**What is expected:**
Gather, from the listing beneath this task, every line holding the string "noreply".

**Given records:**

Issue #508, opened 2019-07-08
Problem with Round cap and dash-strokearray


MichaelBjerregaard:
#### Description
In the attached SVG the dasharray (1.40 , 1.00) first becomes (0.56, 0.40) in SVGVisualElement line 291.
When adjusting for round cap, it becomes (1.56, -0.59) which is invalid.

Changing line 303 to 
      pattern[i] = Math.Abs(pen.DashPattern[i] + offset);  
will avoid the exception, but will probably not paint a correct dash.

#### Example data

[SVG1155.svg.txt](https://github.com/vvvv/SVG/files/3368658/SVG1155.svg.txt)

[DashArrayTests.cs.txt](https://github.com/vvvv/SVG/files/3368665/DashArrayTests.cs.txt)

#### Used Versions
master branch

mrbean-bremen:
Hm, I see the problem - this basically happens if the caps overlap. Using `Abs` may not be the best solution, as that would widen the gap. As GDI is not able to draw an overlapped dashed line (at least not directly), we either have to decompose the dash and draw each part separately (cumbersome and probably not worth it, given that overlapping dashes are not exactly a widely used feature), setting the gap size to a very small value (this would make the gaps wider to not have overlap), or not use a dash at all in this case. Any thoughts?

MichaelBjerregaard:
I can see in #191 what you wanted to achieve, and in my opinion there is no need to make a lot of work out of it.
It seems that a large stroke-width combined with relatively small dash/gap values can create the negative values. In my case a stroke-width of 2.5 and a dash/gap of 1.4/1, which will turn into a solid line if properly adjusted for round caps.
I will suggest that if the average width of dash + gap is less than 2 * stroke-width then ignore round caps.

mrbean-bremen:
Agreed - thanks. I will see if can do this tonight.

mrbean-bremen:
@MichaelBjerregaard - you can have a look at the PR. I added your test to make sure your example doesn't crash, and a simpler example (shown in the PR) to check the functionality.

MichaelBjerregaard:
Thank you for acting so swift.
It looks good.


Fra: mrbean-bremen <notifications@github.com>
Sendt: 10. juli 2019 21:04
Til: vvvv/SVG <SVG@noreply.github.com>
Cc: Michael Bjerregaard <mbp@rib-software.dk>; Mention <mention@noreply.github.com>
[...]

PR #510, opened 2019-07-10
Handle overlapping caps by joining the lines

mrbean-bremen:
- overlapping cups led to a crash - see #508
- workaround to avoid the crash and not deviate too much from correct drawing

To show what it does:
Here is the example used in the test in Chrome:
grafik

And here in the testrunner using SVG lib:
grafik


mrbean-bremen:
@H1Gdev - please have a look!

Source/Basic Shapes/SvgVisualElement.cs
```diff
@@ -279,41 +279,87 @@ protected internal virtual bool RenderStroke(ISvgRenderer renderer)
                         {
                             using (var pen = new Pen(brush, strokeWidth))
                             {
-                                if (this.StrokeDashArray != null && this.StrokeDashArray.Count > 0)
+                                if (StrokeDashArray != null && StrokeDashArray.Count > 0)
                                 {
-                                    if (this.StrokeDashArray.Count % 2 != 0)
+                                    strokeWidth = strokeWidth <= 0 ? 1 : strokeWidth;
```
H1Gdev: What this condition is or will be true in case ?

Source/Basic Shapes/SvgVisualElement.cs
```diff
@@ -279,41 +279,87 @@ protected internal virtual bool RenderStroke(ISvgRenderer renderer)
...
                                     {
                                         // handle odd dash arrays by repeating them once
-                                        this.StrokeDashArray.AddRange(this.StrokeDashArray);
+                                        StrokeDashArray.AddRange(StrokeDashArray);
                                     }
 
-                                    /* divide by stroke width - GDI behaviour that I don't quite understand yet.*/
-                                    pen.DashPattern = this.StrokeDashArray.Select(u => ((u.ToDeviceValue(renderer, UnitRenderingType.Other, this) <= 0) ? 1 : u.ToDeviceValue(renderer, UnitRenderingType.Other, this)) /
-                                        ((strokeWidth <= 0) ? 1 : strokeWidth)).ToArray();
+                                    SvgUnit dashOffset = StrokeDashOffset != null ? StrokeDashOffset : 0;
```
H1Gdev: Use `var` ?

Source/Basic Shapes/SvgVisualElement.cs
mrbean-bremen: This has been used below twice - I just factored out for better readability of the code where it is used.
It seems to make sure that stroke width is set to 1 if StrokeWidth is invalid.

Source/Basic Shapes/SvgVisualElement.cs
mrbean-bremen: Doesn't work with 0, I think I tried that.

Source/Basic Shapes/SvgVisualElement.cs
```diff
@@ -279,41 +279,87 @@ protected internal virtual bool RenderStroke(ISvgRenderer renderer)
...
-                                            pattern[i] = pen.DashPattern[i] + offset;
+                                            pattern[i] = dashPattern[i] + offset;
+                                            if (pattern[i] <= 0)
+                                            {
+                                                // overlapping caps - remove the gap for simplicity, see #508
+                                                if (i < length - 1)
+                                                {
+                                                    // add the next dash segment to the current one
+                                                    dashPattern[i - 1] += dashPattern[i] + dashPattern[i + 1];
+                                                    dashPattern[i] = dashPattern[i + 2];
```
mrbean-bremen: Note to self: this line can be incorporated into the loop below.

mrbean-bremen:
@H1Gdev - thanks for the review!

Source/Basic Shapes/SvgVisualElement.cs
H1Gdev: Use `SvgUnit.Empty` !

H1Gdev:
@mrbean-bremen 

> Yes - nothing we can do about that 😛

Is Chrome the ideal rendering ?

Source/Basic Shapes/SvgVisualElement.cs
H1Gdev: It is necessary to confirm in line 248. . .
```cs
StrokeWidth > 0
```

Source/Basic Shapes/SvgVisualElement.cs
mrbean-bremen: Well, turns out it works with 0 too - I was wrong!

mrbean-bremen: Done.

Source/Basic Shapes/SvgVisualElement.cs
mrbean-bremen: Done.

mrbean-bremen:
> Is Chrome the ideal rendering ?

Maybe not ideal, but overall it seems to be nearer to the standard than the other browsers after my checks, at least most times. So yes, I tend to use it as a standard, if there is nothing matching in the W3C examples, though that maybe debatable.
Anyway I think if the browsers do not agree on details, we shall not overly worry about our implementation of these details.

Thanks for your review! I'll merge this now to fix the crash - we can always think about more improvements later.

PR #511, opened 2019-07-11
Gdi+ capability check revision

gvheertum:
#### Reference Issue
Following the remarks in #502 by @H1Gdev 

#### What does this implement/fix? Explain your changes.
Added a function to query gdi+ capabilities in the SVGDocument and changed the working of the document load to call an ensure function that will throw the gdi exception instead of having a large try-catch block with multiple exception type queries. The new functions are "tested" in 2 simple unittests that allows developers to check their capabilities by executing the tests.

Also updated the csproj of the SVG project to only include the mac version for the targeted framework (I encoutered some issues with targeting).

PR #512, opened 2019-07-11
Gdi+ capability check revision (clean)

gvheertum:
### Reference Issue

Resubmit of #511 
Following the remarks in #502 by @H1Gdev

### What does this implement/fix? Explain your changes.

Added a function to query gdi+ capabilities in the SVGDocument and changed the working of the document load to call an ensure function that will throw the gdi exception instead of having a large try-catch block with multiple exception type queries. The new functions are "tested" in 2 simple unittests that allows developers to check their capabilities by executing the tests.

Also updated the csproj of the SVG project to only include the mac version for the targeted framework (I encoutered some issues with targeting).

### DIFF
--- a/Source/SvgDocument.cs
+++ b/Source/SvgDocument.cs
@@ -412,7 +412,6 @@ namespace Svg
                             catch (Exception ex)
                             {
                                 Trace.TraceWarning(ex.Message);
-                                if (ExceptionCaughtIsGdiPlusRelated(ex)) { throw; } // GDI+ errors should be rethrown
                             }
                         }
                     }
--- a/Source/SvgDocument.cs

**Result:**
Til: vvvv/SVG <SVG@noreply.github.com>
Cc: Michael Bjerregaard <mbp@rib-software.dk>; Mention <mention@noreply.github.com>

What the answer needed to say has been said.